* Required action:
Each line that contains the string "ActivityHealth" counts once; report how many such lines appear in the data, as a number only.

* Data for processing:
PR #7800, opened 2021-06-15
Catch all the nil errors in ActivityHealth and QuestionHealth worker logic

cissyxyu:
## WHAT
We have some very old activities and questions in the database that have oddly formatted JSON data that doesn't match our current schema. This PR adds some more rigorous nil and error catching to the weekly ActivityHealth job's logic, to avoid erroring out on too many of these bad activities.

## WHY
While we shouldn't delete these archived records in case Curriculum wants to refer back to old activities, we do want to do nil catching in our current jobs so these old activities don't trigger too many errors and warnings. We'll also set retry to 1 so that if the health worker fails on one of these activities, it won't keep trying.

## HOW
Nil error catching and exception catching.

### Screenshots

### Notion Card Links
https://www.notion.so/quill/Product-Board-30f97e4eb01246dbb8264253fb385073?p=0e51f92ea9144f7d850c52649e40eb0c

PR Checklist | Your Answer
------------ | -------------

### DIFF
--- a/services/QuillLMS/app/models/question_health_dashboard.rb
+++ b/services/QuillLMS/app/models/question_health_dashboard.rb
@@ -28,7 +28,7 @@ class QuestionHealthDashboard
     begin
       JSON.parse(cms_data.body)
     rescue JSON::ParserError
-      {"percent_common_unmatched": 0, "percent_specified_algos": 0}
+      {}
     end
   end
 
--- a/services/QuillLMS/app/models/question_health_dashboard.rb
+++ b/services/QuillLMS/app/models/question_health_dashboard.rb
@@ -25,7 +25,11 @@ class QuestionHealthDashboard
   end
 
   def cms_dashboard_stats
-    JSON.parse(cms_data.body)
+    begin
+      JSON.parse(cms_data.body)
+    rescue JSON::ParserError
+      {"percent_common_unmatched": 0, "percent_specified_algos": 0}
+    end
   end
 
   private def score_to_attempts(score)
--- a/services/QuillLMS/app/models/question_health_dashboard.rb
+++ b/services/QuillLMS/app/models/question_health_dashboard.rb
@@ -25,10 +25,9 @@ class QuestionHealthDashboard
   end
 
   def cms_dashboard_stats
-      JSON.parse(cms_data.body)
-    rescue JSON::ParserError
-      {}
-    end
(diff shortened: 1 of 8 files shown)


services/QuillLMS/app/models/question_health_obj.rb
```diff
@@ -17,15 +17,15 @@ def run
     health_dashboard = QuestionHealthDashboard.new(@activity.id, @question_number, @question.uid)
     data = @question.data
     {
-      url: ENV['DEFAULT_URL'].to_s + "/" + @tool + "/#/admin/" + question_url + "/" + @question.uid + "/responses",
+      url: [ENV['DEFAULT_URL']&.to_s, "/", @tool, "/#/admin/", question_url, "/", @question&.uid, "/responses"].join(""),
```
brendanshean: nit:  you can just use `join` with no parameters.

happythenewsad (approved):

services/QuillLMS/app/models/question_health_dashboard.rb
```diff
@@ -25,7 +25,11 @@ def percent_reached_optimal_for_question
   end
 
   def cms_dashboard_stats
-    JSON.parse(cms_data.body)
+    begin
+      JSON.parse(cms_data.body)
+    rescue JSON::ParserError
+      {}
+    end
```
anathomical: Cool syntax trick that you can use here if you want: for very simple functions like this one, you can `rescue` the whole thing without a `begin` block:
```ruby
def cms_dashboard_stats
  JSON.parse(cms_data.body)
rescue JSON::ParserError
  {}
end
```

services/QuillLMS/app/models/question_health_obj.rb
anathomical: Or, alternative, you could use string interpolation which I think is more readable:
```ruby
url: "#{ENV['DEFAULT_URL']}/#{@tool}/#/admin/#{question_url}/#{@question&.uid}/responses
```
Also worth noting: this URL will be malformed if `@question` doesn't exist.  The `@question&.uid` will make the end of the url `/nil/responses`.  Which might be better than erroring?

anathomical (approved):
Love the updated test cases.  A couple of style suggestions, but all  of the logic here makes sense to me and could be merged without update.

* Answer to the problem:
2